During my first implementations of decision-making support applications in the late 1990s, the continuous task of integrating data was already a known challenge. Not only did the projects take time to execute, but they required the engagement of distinct human resources from the organization, both technical and business.
Indeed, this was the way, since the data were born from many transactional systems that were built to solve operational problems in the organization. It was not created with the goal in mind to provide data in an easy form for analytics and to join itself to other sources of information. Integrating data was mandatory.
Since then, data management has intensified and matured, bringing new practices and organizing those requirements with a data governance perspective; ensuring that such practices are not just followed, but also documented and fed back to the same practices.
The world has changed and new ways to implement analytics have arisen to be more agile. Lower costs for massive data processing, the availability of new software paradigms made available through open source, and a new perspective on a software-as-a-service abstracted by the cloud allows us to do more and easily implement some applications previously restricted to specific uses cases, such as artificial intelligence, creating a new normal. This brave new world couldn't be greater.
But consequently, modern software architectures standards have also created a false sense that data by itself can bring the miracle of new business outcomes by just copying and storing it in large hardware clusters, or feeding it in real time, or moving it to the cloud, or giving it to new professionals using new programming languages and possessing advanced statistical knowledge. These new kids on the block were not considering data management practices as enterprise data integration.
The truth is we want and need all these new processes and capabilities from this new technological paradigm. But the data will continue to grow from traditional transactional applications and is exploding from new sources and in different formats that don’t necessarily speak to each other. And that still will be the challenge that permeates data management in order to get maximum business outcomes with minimal invested resources.

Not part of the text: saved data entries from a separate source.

Issue #19, opened 2017-07-02
As a user, I want to be able to add an organization


pachonk:
That user should automatically be associated as the owner of the org.

dendenvitorio:
I'll work on this

dendenvitorio:
currently working on this

PR #68, opened 2017-07-06
Add organization model

### LINKED ISSUE #41: add organization model

DanBonehill:
Resolves #41

### DIFF
--- a/app/models/organization.rb
+++ b/app/models/organization.rb
@@ -1,0 +1,5 @@
+class Organization < ApplicationRecord
+  validates :name, presence: true, uniqueness: true, length: { maximum: 255 }
+    has_many :inventories
+    has_and_belongs_to_many :users
+end
--- a/app/models/organization.rb
+++ b/app/models/organization.rb
@@ -1,5 +1,5 @@
 class Organization < ApplicationRecord
-  validates :name, presence: true, uniqueness: true, length: { maximum: 255 }
-    has_many :inventories
-    has_and_belongs_to_many :users
+  validates :name, presence: true, uniqueness: { case_sensitive: false}, length: { maximum: 255 }
+  has_many :inventories
+  has_and_belongs_to_many :users
 end
--- a/app/models/user.rb
+++ b/app/models/user.rb
@@ -4,4 +4,5 @@ class User < ApplicationRecord
   devise :database_authenticatable, :registerable,
          :recoverable, :rememberable, :trackable, :validatable,
          :confirmable, :lockable
+  has_and_belongs_to_many :organizations
 end
--- a/db/migrate/20170704214210_create_organizations.rb
+++ b/db/migrate/20170704214210_create_organizations.rb
@@ -1,0 +1,9 @@
+class CreateOrganizations < ActiveRecord::Migration[5.1]
+  def change
+    create_table :organizations do |t|
+      t.string :name, :limit => 255, :null => false
+
+      t.timestamps
+    end
+  end
+end
--- a/db/schema.rb
+++ b/db/schema.rb
@@ -10,7 +10,7 @@
 #
 # It's strongly recommended that you check this file into your version control system.
 
-ActiveRecord::Schema.define(version: 20170703044736) do
+ActiveRecord::Schema.define(version: 20170704214824) do
 
   # These are extensions that must be enabled in order to support this database
   enable_extension "plpgsql"
@@ -20,6 +20,19 @@ ActiveRecord::Schema.define(version: 20170703044736) do
     t.string "description", limit: 255
     t.datetime "created_at", null: false
     t.datetime "updated_at", null: false
+  end
+
+  create_table "organizations", force: :cascade do |t|
+    t.string "name", limit: 255, null: false
+    t.datetime "created_at", null: false
+    t.datetime "updated_at", null: false
+  end
+
+  create_table "organizations_users", id: false, force: :cascade do |t|
+    t.bigint "organization_id", null: false
+    t.bigint "user_id", null: false
+    t.index ["organization_id", "user_id"], name: "index_organizations_users_on_organization_id_and_user_id"
+    t.index ["user_id", "organization_id"], name: "index_organizations_users_on_user_id_and_organization_id"
   end
 
   create_table "users", force: :cascade do |t|
--- a/spec/factories/organizations.rb
+++ b/spec/factories/organizations.rb
@@ -1,0 +1,5 @@
+FactoryGirl.define do
+  factory :organization do
+    name { Faker::Name.unique.first_name }
+  end
+end
--- a/spec/models/organization_spec.rb
+++ b/spec/models/organization_spec.rb
@@ -18,9 +18,30 @@ RSpec.describe Organization, type: :model do
       expect(FactoryGirl.build(:organization, name: Faker::Lorem.characters(256))).not_to be_valid
     end
 
-    it 'is invalid with a duplicate organization' do
-      org = FactoryGirl.create(:organization, name: 'duplicate')
-      expect(FactoryGirl.build(:organization, name: 'duplicate')).not_to be_valid
+    context 'uniqueness' do
+      before do
+        FactoryGirl.create(:organization, name: 'duplicate')
+      end
+
+      it 'is invalid with a duplicate organization' do
+        expect(FactoryGirl.build(:organization, name: 'duplicate')).not_to be_valid
+      end
+
+      it 'is case insensitive' do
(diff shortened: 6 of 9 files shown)


Exellin:
Still requesting all changes made in #66

spec/models/organization_spec.rb
```diff
@@ -0,0 +1,44 @@
...
+      expect(FactoryGirl.build(:organization, name: Faker::Lorem.characters(256))).not_to be_valid
+    end
+
+    it 'is invalid with a duplicate organization' do
+      org = FactoryGirl.create(:organization, name: 'duplicate')
+      expect(FactoryGirl.build(:organization, name: 'duplicate')).not_to be_valid
+    end
+
+    it 'is case insensitive' do
+      org = FactoryGirl.create(:organization, name: 'Duplicate')
```
Exellin: you don't need to create the org variables here I think as you never use it.  @luis just made a commit recently deleting my unnecessary variable

DanBonehill: I thought the idea of the test was to create an Organization and then try and create another one with the same name but in a different case and expect that 2nd one not to be created?

Exellin: yeah factorygirl.create creates an organization in the database.  It doesn't have to be set to a variable.  factorygirl.build creates an object which isn't saved in the database yet.

DanBonehill: Oh ok, So I can remove `org =` and it'll still work?

Exellin: You can find that out by removing it and seeing if the tests still pass.

DanBonehill: 👍 Done

spec/models/organization_spec.rb
```diff
@@ -0,0 +1,44 @@
...
+    it 'is invalid when nil' do
+      expect(FactoryGirl.build(:organization, name: nil)).not_to be_valid
+    end
+
+    it 'is invalid when over 255 characters' do
+      expect(FactoryGirl.build(:organization, name: Faker::Lorem.characters(256))).not_to be_valid
+    end
+
+    it 'is invalid with a duplicate organization' do
+      org = FactoryGirl.create(:organization, name: 'duplicate')
```
Exellin: you forgot this one though.

spec/factories/organizations.rb
```diff
@@ -0,0 +1,6 @@
+FactoryGirl.define do
+  factory :organization do
+    name { Faker::Name.unique.first_name }
+
```
Exellin: don't need a blank line here if we are sticking with the style in spec/factories/inventories.rb

spec/models/organization_spec.rb
DanBonehill: Getting good practice at rebase here.

app/models/organization.rb
```diff
@@ -0,0 +1,5 @@
+class Organization < ApplicationRecord
+  validates :name, presence: true, uniqueness: { case_sensitive: false}, length: { maximum: 255 }
+    has_many :inventories
```
pachonk: Indent issue, sir.

app/models/user.rb
```diff
@@ -4,4 +4,5 @@ class User < ApplicationRecord
   devise :database_authenticatable, :registerable,
          :recoverable, :rememberable, :trackable, :validatable,
          :confirmable, :lockable
+  has_and_belongs_to_many :organizations
```
pachonk: Double space between line 6 and 7

db/migrate/20170704214210_create_organizations.rb
```diff
@@ -0,0 +1,9 @@
+class CreateOrganizations < ActiveRecord::Migration[5.1]
+  def change
+    create_table :organizations do |t|
+      t.string :name, :limit => 255, :null => false
+
+      t.timestamps
```
pachonk: t.timestamps should happen by default in Rails 5.

spec/models/organization_spec.rb
```diff
@@ -0,0 +1,44 @@
...
+    it 'is invalid with a duplicate organization' do
+      FactoryGirl.create(:organization, name: 'duplicate')
+      expect(FactoryGirl.build(:organization, name: 'duplicate')).not_to be_valid
+    end
+
+    it 'is case insensitive' do
+      FactoryGirl.create(:organization, name: 'Duplicate')
+      expect(FactoryGirl.build(:organization, name: 'duplicate')).not_to be_valid
+    end
+  end
```
Exellin: Alex commented on this in pull request #60 

It might be worthwhile to make a context block for uniqueness since we are repeating the line
FactoryGirl.create(:organization, name: 'Duplicate')
Something like

describe '#name'
  context 'uniqueness'
  
before do
  make the organization
end

it 'is invalid with a duplicate organization' do
make the test
end

it 'is case insensitive'  do
make the test
end
end

db/migrate/20170704214210_create_organizations.rb
Exellin: It doesn't.  I had to create timestamps in mine after in a new commit.

app/models/user.rb
DanBonehill: I don't get what you mean, should `has_and_belongs_to_many` be level will `:confirmable`?

db/migrate/20170704214210_create_organizations.rb
DanBonehill: That was there by default, I didn't add it

app/models/user.rb
Exellin: Think he just wants a blank line between the 2 properties of the model.

db/migrate/20170704214210_create_organizations.rb
Exellin: Yeah so rails might add timestamps to the migration by default, but if they are missing in the migration it won't create timestamps on the model.

app/models/user.rb
DanBonehill: I've made all changes except this one. Unsure exactly what you're asking here @pachonk

spec/models/user_spec.rb
```diff
@@ -14,4 +14,17 @@
...
+  describe '#organization association' do
+    it 'is valid when it has an organization' do
+      org = FactoryGirl.create(:organization)
+      expect(FactoryGirl.build(:user, organizations: [org])).to be_valid
+    end
+
+    it 'is valid when it has organizations' do
+      org1 = FactoryGirl.create(:organization)
+      org2 = FactoryGirl.create(:organization)
+      expect(FactoryGirl.build(:user, organizations: [org1, org2])).to be_valid
```
Exellin: You can create an array directly here.  

organizations = FactoryGirl.create_list(:organization, 2)

DanBonehill: Ah ok. Would it be better to not even create the variable. Just do:
`expect(FactoryGirl.build(:user, organizations: FactoryGirl.create_list(:organization, 2))).to be_valid`

Exellin: I think it is better to create the variable.  Creating a variable within another statement is not very readable if it is even possible.

DanBonehill: Ok 👍

app/models/user.rb
pachonk: Just a blank line to space these 2 things out a bit.

db/schema.rb
```diff
@@ -22,6 +22,19 @@
     t.datetime "updated_at", null: false
   end
 
+  create_table "organizations", force: :cascade do |t|
+    t.string "name", limit: 255, null: false
+    t.datetime "created_at", null: false
+    t.datetime "updated_at", null: false
+  end
+
+  create_table "organizations_users", id: false, force: :cascade do |t|
```
pachonk: We perhaps need a `owner` bool on here so we can generate routes like `pachonk/inventory-1` just like github.

Exellin: This will be resolved in #19.  What do you mean by bool though?  The organization will just belong_to an owner with a class of user.

pachonk: Think about it this way:

I'm the owner and I invite 2 friends to my inventory.
Now who's the owner?

Exellin: Still you.  why would inviting people change that?  We can implement a way to transfer ownership later.

pachonk: Sounds good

That’s why integrating data is still required in data management
. It would be unacceptable to think that several people in an organization will need to spend between 70%- 80% of their time and effort obtaining, cleansing, joining and transforming data to finally get benefits from that data in the information age.
And Data & Analytics teams will not integrate data deliberately; it requires taking some action:
- Identify and align clear business initiatives;
- Identify initiatives that reuse integrated data, or that share the same data domains;
- Plan and scale your projects so that data is integrated at the right time to the analytical applications that require it;
- Ensure that the data is in the necessary condition to support data initiatives;
- Define an ecosystem architecture that considers mature technologies with modern capabilities to provide hybrid cloud deployment and open source integration;
- Take advantage of data industrialization tools and practices that facilitate and accelerate data flow and consumption.
And do not fear losing flexibility because ecosystem architectures can provide experimentation zones, self-service capabilities and elasticity presented by new consumption models in the cloud and hybrid cloud that ensure users will enjoy all freedom they need. And better yet, it will provide data in an organized and responsible way so that data security, confidentiality, quality and reliability enable better use of resources, creating faster time to value for the organization.